Friday May 24, 2019
7:01 am
Bishop Hying

Like the apostles experience, Jesus calms the tempests in our lives and encourage us not to be afraid

As published in the Northwest Indiana Catholic on May 19, 2019

 

      The Storm at Sea occurs in every one of the Gospels, that perilous moment when the apostles are terrified by the wind and the waves on the Sea of Galilee until Jesus calms the tempest and encourages them to not be afraid. Whenever the disciples are in the boat in the Scriptures, it’s a symbol of the Church.

      And so we think of all the times in the history of the Church that there have been storms, difficulties and challenges. Persecutions, betrayal from within, epic struggles with political powers, global wars, theological divisions within the Church and most recently, instances of clergy sexual abuse.

      We think of our own lives, the suffering we’ve gone through, the challenges we have faced, the changes that perhaps intruded into our lives in an unwelcome way. All the things that frighten, overwhelm or disturb us. And the constant message of the Storm at Sea is Jesus’ refrain, “Do not be afraid. It is I. I am with you.”  Throughout the Scriptures, this urging to cast away fear is God’s constant message to us.

      Somebody went through all the hard work of counting how many times in the Bible God says, “Don’t be afraid,” and it’s 366 – one for every day of the year plus Leap Year. So it’s as if God is constantly telling us, “Don’t be afraid. Trust. Trust in me. Have confidence that I am with you. Have confidence in my victory over the power of sin and death.”

      Before I went to do mission work in the Dominican Republic, I went on a retreat for about five days, and one of the passages that the priest who directed my retreat asked me to reflect upon was chapter five of Luke. It’s the Miraculous Catch of Fish and the Call of Simon Peter.

      As I meditated on that Scriptural moment in light of my call to go do mission work in this Third World, I started to be filled with great fear – all the things that I was anxious and concerned about in accepting such an assignment. Fear of not knowing the language. Fear of homesickness. Fear of the poverty of the people and not knowing what to do with that. So many unknowns.

      Then in my prayer, Jesus asked me to write all those fears down, so I actually stopped praying and I filled a couple of pages with everything that was bothering me, everything I was afraid of. After going back into prayer, I gave those sheets to Jesus. He folded them up and then he put them next to his heart.
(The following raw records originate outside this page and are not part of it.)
PR #106, opened 2023-09-19
refactor: introduce new Message type that can be deserialized safely

cgorenflo:
AXE-1885-Create-new-message-type

### DIFF
--- a/.github/workflows/basic.yaml
+++ b/.github/workflows/basic.yaml
@@ -8,7 +8,7 @@ on:
       - releases/**
 
 env:
-  RUSTFLAGS: -D warnings -W deprecated --cfg tracing_unstable
+  RUSTFLAGS: -D warnings -A deprecated --cfg tracing_unstable
 
 name: Basic
 
--- a/.github/workflows/basic.yaml
+++ b/.github/workflows/basic.yaml
@@ -67,7 +67,7 @@ jobs:
           command: wasm
           args: --locked --workspace --exclude ampd
         env:
-          RUSTFLAGS: -D warnings --cfg tracing_unstable -C link-arg=-s
+          RUSTFLAGS: -D warnings -A deprecated --cfg tracing_unstable -C link-arg=-s
 
   lints:
     name: Lints
--- a/.github/workflows/basic.yaml
+++ b/.github/workflows/basic.yaml
@@ -8,7 +8,7 @@ on:
       - releases/**
 
 env:
-  RUSTFLAGS: -D warnings --cfg tracing_unstable
+  RUSTFLAGS: -D warnings -W deprecated --cfg tracing_unstable
 
 name: Basic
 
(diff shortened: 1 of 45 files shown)


.github/workflows/basic.yaml
```diff
@@ -8,7 +8,7 @@ on:
       - releases/**
 
 env:
-  RUSTFLAGS: -D warnings --cfg tracing_unstable
+  RUSTFLAGS: -D warnings -W deprecated --cfg tracing_unstable
```
cgorenflo, line 11:
```suggestion
  RUSTFLAGS: -D warnings -A deprecated --cfg tracing_unstable
```

contracts/connection-router/src/error.rs
```diff
@@ -33,8 +33,8 @@ pub enum ContractError {
     #[error("chain is frozen")]
     ChainFrozen { chain: ChainName },
 
-    #[error("address of {0} is invalid")]
-    InvalidAddress(String),
+    #[error("address of is invalid")]
```
cgorenflo, line 36:
```suggestion
    #[error("address is invalid")]
```

contracts/connection-router/src/state.rs
```diff
@@ -77,6 +84,30 @@ impl<'a> IndexList<ChainEndpoint> for ChainEndpointIndexes<'a> {
 // Message represents a message for which the fields have been successfully validated.
 // This should never be supplied by the user.
 #[cw_serde]
+pub struct NewMessage {
+    pub id_on_chain: MessageID, // globally unique
```
sammy1991106, line 88: Consider https://github.com/axelarnetwork/axelar-amplifier/pull/107#discussion_r1330294293

contracts/connection-router/src/types.rs
```diff
@@ -41,9 +44,11 @@ impl From<MessageID> for String {
     }
 }
 
-impl<'a> MessageID {
-    pub fn as_str(&'a self) -> &'a str {
-        self.0.as_str()
+impl Deref for MessageID {
```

      And I asked him, “So what’s your answer to all of my fears and all of my questions about taking this assignment?” and he didn’t say anything. So I asked him again. And finally, he opened up his outer robe, and the fire of his heart had consumed the paper with my questions on it, and the ashes just blew away in the gentle breeze.

      In that moment, a great peace settled upon me. In the course of my years in the Dominican Republic, every single thing that I was afraid of actually happened. So it wasn’t like the prayer magically protected me from the challenges and difficulties of doing mission work in a foreign country. But every time something difficult happened, my head and heart were drawn back to that prayer and I knew that everything was going to be alright. I rediscovered the peace I felt when the ashes of my fears just blew away.

      So often times, the Lord simply asks us to trust – trust that his plan is better than ours, that his plan is unfolding exactly as it should, especially when we don’t think it is or when we think that we know better. So often, we need to simply pray for the trust that the apostles had in the power of the Holy Spirit, the trust to boldly go forth and proclaim the Gospel to the entire world, confiding not in their own strength, but resting in the power of the Holy Spirit and the truth of the mission that they had received.

      Jesus said to Simon, “Do not be afraid.” We carry that message in our hearts, and we pass it on to those around us.

      I ponder God’s call to trust as I transition from serving as your bishop here in Gary to my future in Madison. I have many questions, many unknowns and lack of certainty regarding so much. Many unfinished plans, projects and changes are in motion here in our diocese and I know that I will not be here to see any of it through. 

      I know that once again, as so many times before in my life, everything is about to change. Different people, a different city, a new place to live, fresh challenges and opportunities. I can either wring my hands in fear or open them in welcome. I can either live in the golden nostalgia of the past or grab the bracing opportunity of the present moment. 

      The Lord has never let me down or abandoned me. Like the disciples on the road to Emmaus, I have always felt the gentle and consoling presence of this mysterious Divine Fellow Traveler, walking along with me and giving me strength.

      St. Teresa of Avila called heaven “the tavern at the end of the world” where all weary travelers will find solace, rest and mirth. If we keep our eyes fixed on this glorious endpoint of perfect joy and love, how can we ever lose heart or courage? 

      As Jesus tells us, “I am with you always, even until the end of the world.” 

      Somewhere beyond the stars is our eternal home. As we make our pilgrim way there, how good to know that the Dawn from on High shines upon us to lead us through the darkest of nights and the most serpentine of roads until we are with the Father forever!